Start of Block
PR #1078, opened 2026-07-19
fix(install): pass --global to npx skills add so extras do not leak into cwd

### LINKED ISSUE #1077: Installer extra skills can be written into the current project
## Summary

Plannotator's macOS/Linux, PowerShell, and Command Prompt installers invoke `npx skills add backnotprop/plannotator/apps/skills/extra` without an explicit scope. When an installer or its printed install-later command runs from inside a Git repository, the Skills CLI can select project scope and write Plannotator's extra skills into that repository's `.agents/skills/` directory instead of the user's global skills directory.

## Affected surfaces

- `scripts/install.sh`
- `scripts/install.ps1`
- `scripts/install.cmd`
- The install-later commands printed by those installers
- Public installation examples that repeat the same unscoped command

## Reproduction

1. Enter a Git repository that does not intentionally vendor Plannotator skills.
2. Run `npx --yes skills@1.5.14 add backnotprop/plannotator/apps/skills/extra --help` from that directory.
3. Inspect the repository's `.agents/skills/plannotator-*` directories and `skills-lock.json`.

## Observed behavior

Despite the trailing `--help`, Skills CLI 1.5.14 did not show add-command help. With `--yes`, it auto-detected GitHub Copilot and installed all three extra skills under the current repository's `.agents/skills/` directory. It also created a project-local `skills-lock.json`. This created unrelated project files and left a dirty working tree.

## Expected behavior

Plannotator's user-level installer should install its optional extra skills in the user's global skills location regardless of the directory from which installation starts.

## Root cause

The Skills CLI distinguishes project and user-global installation. Its `--global` option selects the user-level directory, while an unscoped invocation may select project scope from the current working directory. Plannotator's three installers and public examples omit that option, so their result depends on where the user runs them.

## Security and hygiene impact

This is primarily a repository hygiene and trust-boundary problem. A user running a global application installer can unexpectedly modify an unrelated source repository, add files that may later be committed by mistake, and make installation behavior vary by current directory.

## Proposed fix

Add `--global` to every supported installer invocation and printed example for `npx skills add backnotprop/plannotator/apps/skills/extra`. Add a deterministic parity check that enumerates every occurrence across the three installers and requires all occurrences to use explicit global scope.

## Prior art and overlap

No issue or pull request was found that already fixes this cross-platform scope leak. Merged PR #850 introduced an unscoped extra-skills command. Issues #853 and #998 concern adjacent skill installation behavior but do not cover current-directory project writes or explicit global scope.

## Environment

The live reproduction was tested with Skills CLI 1.5.14. The four resulting project-local artifacts, three skill directories and `skills-lock.json`, were removed after the observation.

Skills CLI 1.5.19 was not run live for this proof. Its tagged source retains the same contract: the main add-command case parses options and calls the add operation without intercepting `-h` or `--help`, while the add option parser does not recognize help and still supports `--global` for user-level scope. The behavior applies when installation starts inside a Git repository and the Skills CLI resolves an unscoped install as project-local. The affected Plannotator surfaces are platform-independent because the shell, PowerShell, and Command Prompt installers all emit the same unscoped operation.

## Contribution

I am willing to contribute the cross-platform installer, documentation, and regression-test update. I worked in a fix a couple of weeks ago and it worked great. However, I have spent the morning polishing it and considering other systems/platforms for a more robust fix. I'll open a PR soon => Done!

rNoz:
Plannotator's optional extra-skills installation was unscoped. When an installer or a copied install-later command ran inside a Git repository, the Skills CLI could use project scope and write Plannotator skills into that repository's `.agents/skills/` directory.

This change makes the intended user-level behavior explicit by adding `--global` everywhere Plannotator installs or documents its extra skills.

Closes https://github.com/backnotprop/plannotator/issues/1077

## Why

A global application installer should not modify an unrelated repository based on the caller's current directory. Explicit scope makes the result consistent across supported platforms and avoids dirtying projects with accidental skill files.

## Changes

- Add `--global` to the extra-skills commands in `scripts/install.sh`, `scripts/install.ps1`, and `scripts/install.cmd`.
- Update `AGENTS.md` and the installation and Claude Code marketing guides so copied commands match installer behavior.
- Update the existing shell assertion and add a deterministic parity test that inspects every extra-skills command across the installers and checked documentation, requires at least one occurrence in every checked file, and rejects any occurrence without `--global`.

The installers retain their existing prompts, quoting, and platform-specific control flow.

## Validation

- `bun test scripts/install.test.ts`: 86 passed, 0 failed, 501 assertions.
- `bash -n scripts/install.sh`: passed.
- `shellcheck -S error scripts/install.sh`: passed.
- `bun run build:marketing`: passed, 40 pages built.
- `bun run typecheck` with TypeScript 5.9.3 available on `PATH`: passed.
- `bun test`: 2,129 passed, 99 skipped, 0 failed.
- Pre-fix live reproduction with Skills CLI 1.5.14: the unscoped command created three project-local skill directories and `skills-lock.json`; the generated artifacts were removed.
- Post-fix isolated-home E2E with Skills CLI 1.5.19: the emitted `--global` command installed exactly three skills under the temporary home, left the temporary Git project clean, created no project lockfile, and left the user's real `~/.agents` state unchanged. The temporary home was removed afterward.

The deterministic regression test establishes source parity for every checked command, while the isolated-home E2E proves the external CLI's global installation behavior without changing the user's real global state.

## Manual testing gaps

No live PowerShell or Command Prompt installer run was performed on Windows (I don't have that system).

### DIFF
--- a/AGENTS.md
+++ b/AGENTS.md
@@ -48,7 +48,7 @@ plannotator/
 │       │   ├── plannotator-review/    # Lightweight: opens review UI
 │       │   ├── plannotator-annotate/  # Lightweight: opens annotate UI
 │       │   └── plannotator-last/      # Lightweight: annotates last message
-│       └── extra/                 # EXTRA skills — NOT default-installed (except Kiro); add via `npx skills add backnotprop/plannotator/apps/skills/extra`
+│       └── extra/                 # EXTRA skills — NOT default-installed (except Kiro); add via `npx skills add backnotprop/plannotator/apps/skills/extra --global`
 │           ├── plannotator-compound/        # Research analysis agent (map-reduce over denied plans)
 │           ├── plannotator-setup-goal/      # Goal package scaffolder for /goal workflows
 │           └── plannotator-visual-explainer/ # Visual HTML generator (plans, diagrams, PR explainers) with Plannotator theming
--- a/apps/marketing/src/content/docs/getting-started/installation.md
+++ b/apps/marketing/src/content/docs/getting-started/installation.md
@@ -138,7 +138,7 @@ Upgrading from an older version? The installer removes the legacy `~/.claude/com
 Optional extra skills (compound planning, setup-goal, visual explainer) are not installed by default. Add them with:
 
 ```bash
-npx skills add backnotprop/plannotator/apps/skills/extra
+npx skills add backnotprop/plannotator/apps/skills/extra --global
 ```
 
 ## OpenCode
@@ -243,7 +243,7 @@ Notes:
 The installer also copies Plannotator's core skills (`plannotator-review`, `plannotator-annotate`, `plannotator-last`) into `~/.agents/skills` — the official OpenAI agent skills path. Optional extra skills (compound planning, setup-goal, visual explainer) are not installed by default; add them with:
 
 ```bash
-npx skills add backnotprop/plannotator/apps/skills/extra
+npx skills add backnotprop/plannotator/apps/skills/extra --global
 ```
 
 You can still use the direct commands at any time:
--- a/apps/marketing/src/content/docs/guides/claude-code.md
+++ b/apps/marketing/src/content/docs/guides/claude-code.md
@@ -92,7 +92,7 @@ Annotates the agent's most recent message. See the [annotate last docs](/docs/co
 Optional extra skills (compound planning, setup-goal, visual explainer) are not installed by default. Add them with:
 
 ```bash
-npx skills add backnotprop/plannotator/apps/skills/extra
+npx skills add backnotprop/plannotator/apps/skills/extra --global
 ```
 
 ## Plugin installation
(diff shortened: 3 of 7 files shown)


backnotprop (approved):
Thanks @rNoz, this is a model external PR. Verified the premise against skills CLI 1.5.19 (the add command's --yes scope note is literally "project if in a project, else global", so the leak is real), confirmed every extras command site in the repo is covered (the Kiro path uses direct file copies and is correctly out of scope, and CLAUDE.md is covered via the AGENTS.md symlink), and mutation-tested the new parity test: removing a single --global from any checked file fails with a precise per-file message. As a bonus, this makes the installer's own extras_present re-run detection self-consistent, since that check only ever looked at user-level skill dirs. All installers soft-fail the extras step, so there was no abort risk either way. One follow-up on our side: the two marketing docs pages edited here no longer ship, so the same fix needs to land in the external docs repo. Merging.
End of Block
## REQUIREMENT
Go line by line through the material above and return each one that includes "failed".

## SOLUTION FOR THIS EXERCISE
- `bun test scripts/install.test.ts`: 86 passed, 0 failed, 501 assertions.
- `bun test`: 2,129 passed, 99 skipped, 0 failed.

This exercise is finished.